Run train steps: forward_backward_custom + optim_step in a loop.
Save checkpoints at regular intervals using base/delta pattern.
Weight-sync the checkpoint to your serving deployment.
Sample and evaluate through the deployment endpoint.
Record metrics and decide whether to continue or branch experiments.

End-to-end example

The only training-shape input you choose below is the shape ID. The API resolves the versioned reference for you before launch.

1. Bootstrap

import os
import tinker
from concurrent.futures import ThreadPoolExecutor
from fireworks.training.sdk import (
    FiretitanServiceClient,
    TrainerJobManager,
    TrainerJobConfig,
    DeploymentManager,
    DeploymentConfig,
    WeightSyncer,
)

api_key = os.environ["FIREWORKS_API_KEY"]
base_url = os.environ.get("FIREWORKS_BASE_URL", "https://api.fireworks.ai")
shape_id = "accounts/fireworks/trainingShapes/qwen3-8b-128k-h200"

rlor_mgr = TrainerJobManager(api_key=api_key, base_url=base_url)
deploy_mgr = DeploymentManager(api_key=api_key, base_url=base_url)

# This is the only shape-specific value you choose
profile = rlor_mgr.resolve_training_profile(shape_id)

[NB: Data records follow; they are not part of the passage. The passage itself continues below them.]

PR #1626, opened 2023-10-27
ObscuroScan: load eth price on init

BedrockSquirrel:
### Why this change is needed

Currently it takes one minute before the eth price is requested so we see a loading circle. The other data also has a slight (1 second) delay before it loads because it waits for its polling interval.

Change the poller semantics to make the request immediately when started and then at the interval thereafter.

### PR checks pre-merging

### DIFF
--- a/tools/obscuroscan_v2/frontend/src/stores/priceStore.js
+++ b/tools/obscuroscan_v2/frontend/src/stores/priceStore.js
@@ -24,7 +24,7 @@ export const usePriceStore = defineStore({
             }
         },
 
-        async startPolling() {
+        startPolling() {
             this.poller.start();
         },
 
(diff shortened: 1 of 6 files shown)


tools/obscuroscan_v2/frontend/src/stores/priceStore.js
```diff
@@ -9,7 +9,7 @@ export const usePriceStore = defineStore({
         poller: new Poller(() => {
             const store = usePriceStore();
             store.fetch();
-        }, 60*Config.pollingInterval)
+        }, Config.pricePollingInterval)
```
otherview, line 12: Is there a need to have the price updated at the second ? Also, I think it happened to me getting limit rated for polling too fast, might want to avoid the client limit rated for polling too fast too.

otherview (approved):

# Request the trainer first, then wait separately.
created = rlor_mgr.create(TrainerJobConfig(
    base_model="accounts/fireworks/models/qwen3-8b",
    training_shape_ref=profile.training_shape_version,
    lora_rank=0,
    learning_rate=1e-5,
    gradient_accumulation_steps=4,
))
print(f"Trainer requested: {created.job_id}")

# Create deployment linked to the trainer.
deploy_info = deploy_mgr.create_or_get(DeploymentConfig(
    deployment_id="research-serving",
    base_model="accounts/fireworks/models/qwen3-8b",
    hot_load_trainer_job=created.job_name,
    min_replica_count=0,
    max_replica_count=1,
))

# Wait for trainer and deployment readiness in parallel.
with ThreadPoolExecutor(max_workers=2) as pool:
    trainer_future = pool.submit(rlor_mgr.wait_for_ready, created.job_id)
    deploy_future = pool.submit(deploy_mgr.wait_for_ready, deploy_info.deployment_id)
    endpoint = trainer_future.result()
    deploy_info = deploy_future.result()

# Connect client (FiretitanServiceClient provides checkpoint_type + session ID)
service = FiretitanServiceClient(base_url=endpoint.base_url, api_key=api_key)
training_client = service.create_training_client(
    base_model="accounts/fireworks/models/qwen3-8b", lora_rank=0,
)

2. Train step with custom objective

def objective(data, logprobs_list):
    loss = compute_objective(data=data, logprobs_list=logprobs_list)
    return loss, {"loss": float(loss.item())}

for step in range(total_steps):
    batch = build_batch(step)
    training_client.forward_backward_custom(batch, objective).result()
    training_client.optim_step(
        tinker.AdamParams(learning_rate=1e-5, beta1=0.9, beta2=0.999, eps=1e-8, weight_decay=0.01)
    ).result()

3. Checkpoint, weight sync, and evaluate

import asyncio

from transformers import AutoTokenizer
from fireworks.training.sdk import DeploymentSampler, AdaptiveConcurrencyController

# Set up WeightSyncer for automatic delta-chain management
tracker = WeightSyncer(
    policy_client=training_client,
    deploy_mgr=deploy_mgr,
    deployment_id="research-serving",
    base_model="accounts/fireworks/models/qwen3-8b",
    hotload_timeout=600,
    first_checkpoint_type="base",
)

if step % eval_interval == 0:
    # WeightSyncer auto-selects base (first) or delta (subsequent)
    tracker.save_and_hotload(f"step_{step:05d}")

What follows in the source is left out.